---------- DATASET RECORDS ----------
PR #563, opened 2024-08-23
Projectile accuracy (Your target zone is not guaranteed)

Marmio64:
## About The Pull Request

Adds a new variable to projectiles known as 'Accuracy', which determines the chance you will hit your intended target zone.
If you fail the accuracy check, you still hit your target if you were supposed to. However, the zone you hit them is will be random rather than your intended zone, and is weighted towards hitting the enemy's chest.

Accuracy is by default 75, meaning a 75% chance to hit your intended target at point blank. This increases by 5 per perception point above 8, meaning you need 14 perception to 100% of the time hit a precise target at point blank.

Accuracy will decrease by 10 per travelled tile, to a cap of 11 accuracy.

In addition, fully charging/aiming your shot adds a flat +20 accuracy buff. (If you fully charge a shot and have at least 9 perception, you will always hit your intended target at point blank)

Generally, without looking ahead, your target should be about 5 tiles away if you are maintaining  distance. With good perception you should have a 50/50 chance on hitting your specific target. If you fully charge/aim your shot, you will increase your chance of hitting your specific target to about 70%.

## Why It's Good For The Game

Ranged combat is incredibly powerful against anyone who leaves even a small bit of themselves not protected by plate, as you are guaranteed to hit your target zone and just one or two arrows are often enough to kill someone by bleeding them out.

This will slightly decrease how powerful it is, since like melee, you will no longer be guaranteed to hit a specific body part.

## Pre-Merge Checklist


Catalaria:
Dude... this is so based... so zased. Finally perception meaning something.

ThePainkiller:
Can we please have estimate accuracy on distance? I feel like the dropoff is insane, and that it shouldn't apply to crossbows to give them an advantage (and because it makes sense since they have greater pull strength)

Cre77:
you could include the actual bow and crossbow skills into the equation, seeing as how otherwise those skills would only ever affect drawing/aiming speeds

ParadoxalObserver:
> Base arrow accuracy reduced to 65, and base bolt accuracy to 85. Fully aiming also gives +15 accuracy instead of +20.
> 
> However, each skill level in bows will increase accuracy by +5, and each skill level in crossbows give +3. (Crossbows are easier for lay people to use, however there is less aiming to master.)
> 
> Having a skilled level in bows will for the most part be the same as it was before this change, same thing for crossbows. However, if you're not very good your accuracy will be slightly worse, while if you're great your accuracy will be better.

While I think this is an excellent PR, I feel the numbers are a bit whacky. For one, the numbers sort of feel like they fall under the assumption that a person is hitting every single one of their arrows, which isn't the case. The thought that I have twenty arrows and only 1-in-10 will hit the zone I want if I'm shooting supportively (in an event, for example) is... questionable. The change I'd make is that each skill point increases the minimum by 5. So at Archery 3, your minimum is 26. It's a 1-in-4 chance and this is assuming you actually land your shot to begin with, which can be easier said than done.

NPC1314:
Good concept, getting a testmerge to see how it holds up in practice

NPC1314 (approved):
----------
# WHAT THE EXERCISE ASKS:
Look through the entries above and find each line where the word "since" occurs; copy those lines.

# THE COMPLETED TASK:
This will slightly decrease how powerful it is, since like melee, you will no longer be guaranteed to hit a specific body part.
Can we please have estimate accuracy on distance? I feel like the dropoff is insane, and that it shouldn't apply to crossbows to give them an advantage (and because it makes sense since they have greater pull strength)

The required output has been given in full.